Issue |
ESAIM: COCV
Volume 30, 2024
|
|
---|---|---|
Article Number | 12 | |
Number of page(s) | 42 | |
DOI | https://doi.org/10.1051/cocv/2023086 | |
Published online | 28 February 2024 |
Optimal Control of Infinite-Dimensional Differential Systems with Randomness and Path-Dependence and Stochastic Path-Dependent Hamilton–Jacobi Equations
Department of Mathematics & Statistics, University of Calgary, 2500 University Drive NW, Calgary AB T2N 1N4, Canada
* Corresponding author: yang.yang1@ucalgary.ca
Received:
13
December
2022
Accepted:
27
November
2023
This paper is devoted to the stochastic optimal control problem of infinite-dimensional differential systems allowing for both path-dependence and measurable randomness. As opposed to the deterministic path-dependent cases studied by Bayraktar and Keller [J. Funct. Anal. 275 (2018) 2096-2161], the value function turns out to be a random field on the path space and it is characterized by a stochastic path-dependent Hamilton-Jacobi (SPHJ) equation. A notion of viscosity solution is proposed and the value function is proved to be the unique viscosity solution to the associated SPHJ equation.

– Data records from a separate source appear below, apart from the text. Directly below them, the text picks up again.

PR #151, opened 2022-08-10
Infer location from artifact, if possible, otherwise use model spec

mattkappel:
### Description
- *Category*: feature
- *JIRA issue*:  [MIC-3229](https://jira.ihme.washington.edu/browse/MIC-3229) and [MIC-3091](https://jira.ihme.washington.edu/browse/MIC-3091)

Changes:
- Allow `psimulate` to run without an artifact.
- If no artifact is provided, use the model spec yaml's stem to be the stand-in for location in results path.
- If no artifact is provided, emit a debug message asking "are you sure?"
- This change relies on a change in `vivarium` to include `get_output_model_name_string()` (https://github.com/ihmeuw/vivarium/pull/220) 

### Testing
Ran this VCT and Vivarium against IV Iron with an artifact provided only in the YAML and only at the command and @aflaxman's WA DOH staffing repo, which does not have an artifact and motivated one of these JIRA tickets. In each case, the correct artifact (if any) and results path location were as expected (`"south_asia"` in the former case and `"staffing"` in the latter, from `staffing.yaml`

### DIFF
--- a/src/vivarium_cluster_tools/psimulate/paths.py
+++ b/src/vivarium_cluster_tools/psimulate/paths.py
@@ -8,6 +8,7 @@ from datetime import datetime
 from pathlib import Path
 from typing import NamedTuple, Optional, Union
 
+from vivarium.interface.utilities import get_output_location_like_string
 from vivarium_cluster_tools import utilities as vct_utils
 from vivarium_cluster_tools.psimulate import COMMANDS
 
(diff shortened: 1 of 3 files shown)


src/vivarium_cluster_tools/psimulate/paths.py
```diff
@@ -72,12 +73,14 @@ def from_entry_point_args(
...
         input_artifact_path: Optional[Path],
         result_directory: Path,
+        input_model_spec_path: Path,
     ) -> "OutputPaths":
         launch_time = datetime.now().strftime("%Y_%m_%d_%H_%M_%S")
 
         output_directory = result_directory
         if command == COMMANDS.run:
-            output_directory = output_directory / input_artifact_path.stem / launch_time
+            location = get_output_location_like_string(input_artifact_path, input_model_spec_path)
```
collijk, line 82: Here too, there's no real reason to document that this is a location.  You can use this function (renamed to something more sensible like `get_model_name`) without making reference to the fact that it's a location.  E.g. PRL artifacts may not end up being named after locations, but after things like `census` and `cancer_registry` as we use vivarium to generate synthetic data for record linkage.

albrja (approved):

rmudambi (approved):

mattkappel:
Oops, I merged to `main`. I've fixed that mistake.

mattkappel:
It doesn't look like I can re-direct this PR at `develop` I've created https://github.com/ihmeuw/vivarium_cluster_tools/pull/152 to merge to `develop`.

PR #171, opened 2023-06-13
Allow specification of random seeds in branches file

mattkappel:
### Description
- *Category*: feature
- *JIRA issue*: [MIC-4107](https://jira.ihme.washington.edu/browse/MIC-4107)

### Changes and notes
- Adds random_seeds key for listing specific random_seeds, similar to the input_draws key.
- Refactors validation of input_draws to be leveraged with random_seeds validation.

### Testing
Tested manually against the IV Iron maternal simulation. I got the expected behavior in the normal case and two failure cases (random_seed_count != len(random_seeds) and if any value in random_seeds is outside of the range (0-9999).

### DIFF
--- a/src/vivarium_cluster_tools/psimulate/branches.py
+++ b/src/vivarium_cluster_tools/psimulate/branches.py
@@ -274,7 +274,7 @@ def _check_count_and_values(
     if values:
         if [d for d in values if d not in range(0, max_count)]:
             raise ValueError(
-                f"{values} contains draws outside of 0-{max_count - 1}: "
+                f"{values_name} contains draws outside of 0-{max_count - 1}: "
                 f"{[d for d in values if d not in range(0, max_count)]}"
             )
     if value_count < 1 or value_count > max_count:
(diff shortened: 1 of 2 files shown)


hussain-jafari (approved):

src/vivarium_cluster_tools/psimulate/branches.py
```diff
@@ -206,34 +209,76 @@ def calculate_keyspace(branches: List[Dict]) -> Dict:
...
+    _check_count_and_values(
+        data, input_draw_count, input_draws, "input_draw_count", "input_draws", 1000
+    )
+    _check_count_and_values(
+        data,
+        random_seed_count,
+        random_seeds,
+        "random_seed_count",
+        "random_seeds",
+        10000,
```
stevebachmeier, line 232: Where does this number come from? Just a reasonable max?

stevebachmeier (approved):

src/vivarium_cluster_tools/psimulate/branches.py
mattkappel: Good question! For this PR, it comes from the existing seeds implementation. That said, I don't think there is a strong constraint on the max number of seeds or that they must be between 0-9999.

PR #173, opened 2023-06-23
Automate versioning using setuptools_scm

mattkappel:
### Description
- *Category*: POC
- *JIRA issue*: [MIC-4167](https://jira.ihme.washington.edu/browse/MIC-4167)

### Changes and notes
Adds usage of setuptools_scm. Most of the defaults work for our use case:
* Releases where there are no changes between the latest version tag will get the version and no other information. This is PyPI compliant.
* When we have revisions after the tag, or the work area is "dirty", you'll get the distance (number of revisions) and the latest git commit, e.g, 1.3.10.dev2+g1de891c, where the last tag is v1.3.9, 2 commits since that tag and the latest commit is 1de891c.

The `use_scm_version` block in `setup.py` is taken from [an example in the documentation](https://github.com/pypa/setuptools_scm#configuration-parameters). `use_scm_version` says to use setuptools scm, `write_to` and `write_to_template` manages the `_version.py` file writing. The `tag_regex` matches tags of valid version names, used in discerning the current version. This regex could be paired back, since we'll never release a version that has a `+` segment (PyPI disallows this AFAIK), but it's not necessary, since picking the version tag is still (and intentionally) a manual process.

### Testing
Works manually. Tested with `python setup.py --version` and `pip install`.

### DIFF
--- a/setup.py
+++ b/setup.py
@@ -3,7 +3,6 @@ import os
 from setuptools import find_packages, setup
 
 if __name__ == "__main__":
-
     base_dir = os.path.dirname(__file__)
     src_dir = os.path.join(base_dir, "src")
 
@@ -29,9 +28,7 @@ if __name__ == "__main__":
         "requests",
     ]
 
-    setup_requires = [
-        "setuptools_scm"
-    ]
+    setup_requires = ["setuptools_scm"]
 
     test_requirements = [
         "pytest",
--- a/setup.py
+++ b/setup.py
@@ -29,6 +29,10 @@ if __name__ == "__main__":
         "requests",
     ]
 
+    setup_requires = [
+        "setuptools_scm"
+    ]
+
     test_requirements = [
         "pytest",
         "pytest-mock",
@@ -44,7 +48,6 @@ if __name__ == "__main__":
 
     setup(
         name=about["__title__"],
-        version=about["__version__"],
         description=about["__summary__"],
         long_description=long_description,
         url=about["__uri__"],
@@ -65,4 +68,10 @@ if __name__ == "__main__":
             "dev": doc_requirements + test_requirements,
         },
         zip_safe=False,
+        use_scm_version={
+            "write_to": "_version.py",
+            "write_to_template": '__version__ = "{version}"',
+            "tag_regex": r"^(?P<prefix>v)?(?P<version>[^\+]+)(?P<suffix>.*)?$",
+        },
+        setup_requires=setup_requires,
     )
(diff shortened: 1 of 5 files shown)


mattkappel:
I see the doc build is failing, I will mend that.

setup.py
```diff
@@ -65,4 +65,10 @@
             "dev": doc_requirements + test_requirements,
         },
         zip_safe=False,
+        use_scm_version={
+            "write_to": "_version.py",
+            "write_to_template": '__version__ = "{version}"',
+            "tag_regex": r"^(?P<prefix>v)?(?P<version>[^\+]+)(?P<suffix>.*)?$",
```
rmudambi, line 71: Can you walk me through what this is doing?

mattkappel: The `use_scm_version` block in `setup.py` is taken from [an example in the documentation](https://github.com/pypa/setuptools_scm#configuration-parameters). `use_scm_version` says to use setuptools scm, `write_to` and `write_to_template` manages the `_version.py` file writing. The `tag_regex` matches tags of valid version names, used in discerning the current version. This regex could be paired back on retrospect, since we'll never release a version that has a `+` segment (PyPI disallows this AFAIK)

mattkappel:
All right, this PR is officially ready for review!

rmudambi (approved):
It'd be great if you presented to the team what this is doing. Could be a good topic for Friday's discussion. Assuming this works, it looks good to me.

setup.py
```diff
@@ -65,4 +65,10 @@
             "dev": doc_requirements + test_requirements,
         },
         zip_safe=False,
+        use_scm_version={
+            "write_to": "src/vivarium_cluster_tools/_version.py",
+            "write_to_template": '__version__ = "{version}"\n',
+            "tag_regex": r"^(?P<prefix>v)?(?P<version>[^\+]+)(?P<suffix>.*)?$",
```
stevebachmeier, line 71: And this regex is well-tested and/or well-known?

setup.py
```diff
@@ -65,4 +65,10 @@
             "dev": doc_requirements + test_requirements,
         },
         zip_safe=False,
+        use_scm_version={
+            "write_to": "src/vivarium_cluster_tools/_version.py",
+            "write_to_template": '__version__ = "{version}"\n',
```
stevebachmeier, line 70: Is this supposed to be an f-string? Where does `{version}` come from?

stevebachmeier (approved):

setup.py
mattkappel: It's in the setuptools_scm README as an example.

setup.py
mattkappel: No, not an f-string here. This is for setuptools_ACM to use to populate _version.py at setup.

hussain-jafari (approved):

PR #185, opened 2023-09-28
Add Max Workers option to throttle jobs

patricktnast:
##Add Max Workers option to throttle jobs

### Description

- *Category*: 
feature
- *JIRA issue*: [MIC-4554](https://jira.ihme.washington.edu/browse/MIC-4554)

### Changes and notes
 
Add a click option to set max number of workers/jobs to submit to the cluster.
Since the workers are created in "burst" mode, they will automatically pick up workers from their queue as they finish.

A failure mode is that some care should be taken to ensure that there are many more workers than queues, so that no queue is left entirely empty.
### Testing

Tested basic functionality with MNCH:
--max jobs option does throttle number of concurrent jobs
--warning is given if you specify too few workers per queue
--0 input produces an error
--having a very high threshold gives you the default, total number of jobs.

### DIFF
--- a/src/vivarium_cluster_tools/psimulate/redis_dbs/launcher.py
+++ b/src/vivarium_cluster_tools/psimulate/redis_dbs/launcher.py
@@ -20,15 +20,15 @@ from loguru import logger
 from vivarium_cluster_tools.psimulate.environment import ENV_VARIABLES
 
 DEFAULT_NUM_REDIS_DBS = -1
-DEFAULT_JOBS_PER_REDIS_INSTANCE = 1000
+DEFAULT_WORKERS_PER_REDIS_INSTANCE = 1000
 
 
 def launch_redis_processes(
     num_processes: int,
-    num_jobs: int,
+    num_workers: int,
     redis_logging_root: Path,
 ) -> List[Tuple[str, int]]:
-    num_processes = _get_num_redis_dbs(num_processes, num_jobs)
+    num_processes = _get_num_redis_dbs(num_processes, num_workers)
 
     hostname = ENV_VARIABLES.HOSTNAME.value
     redis_ports = []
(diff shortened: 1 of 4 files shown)


patricktnast:
regarding the vulnerability above, it should be pretty unlikely under normal psimulate conditions
https://en.wikipedia.org/wiki/Coupon_collector%27s_problem

src/vivarium_cluster_tools/psimulate/runner.py
```diff
@@ -193,11 +194,17 @@ def main(
     else:
         logger.info(f"Found {len(job_parameters)} jobs to run.")
 
+    num_workers = (
+        extra_args["max_workers"]
+        and min(extra_args["max_workers"], len(job_parameters))
+        or len(job_parameters)
+    )
+
     logger.info("Spinning up Redis DBs and connecting to main process.")
```
mattkappel, line 203: Can you explain the logic here?

patricktnast: if max_workers is truthy, return min (max_workers, num_jobs)
else return num_jobs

Mathematics Subject Classification: 49L20 / 49L25 / 93E20 / 35D40 / 60H15
Key words: Stochastic path-dependent Hamilton-Jacobi equation / stochastic optimal control / viscosity solution / backward stochastic partial differential equation
© The authors. Published by EDP Sciences, SMAI 2024
This is an Open Access article distributed under the terms of the Creative Commons Attribution License (https://creativecommons.org/licenses/by/4.0), which permits unrestricted use, distribution, and reproduction in any medium, provided the original work is properly cited.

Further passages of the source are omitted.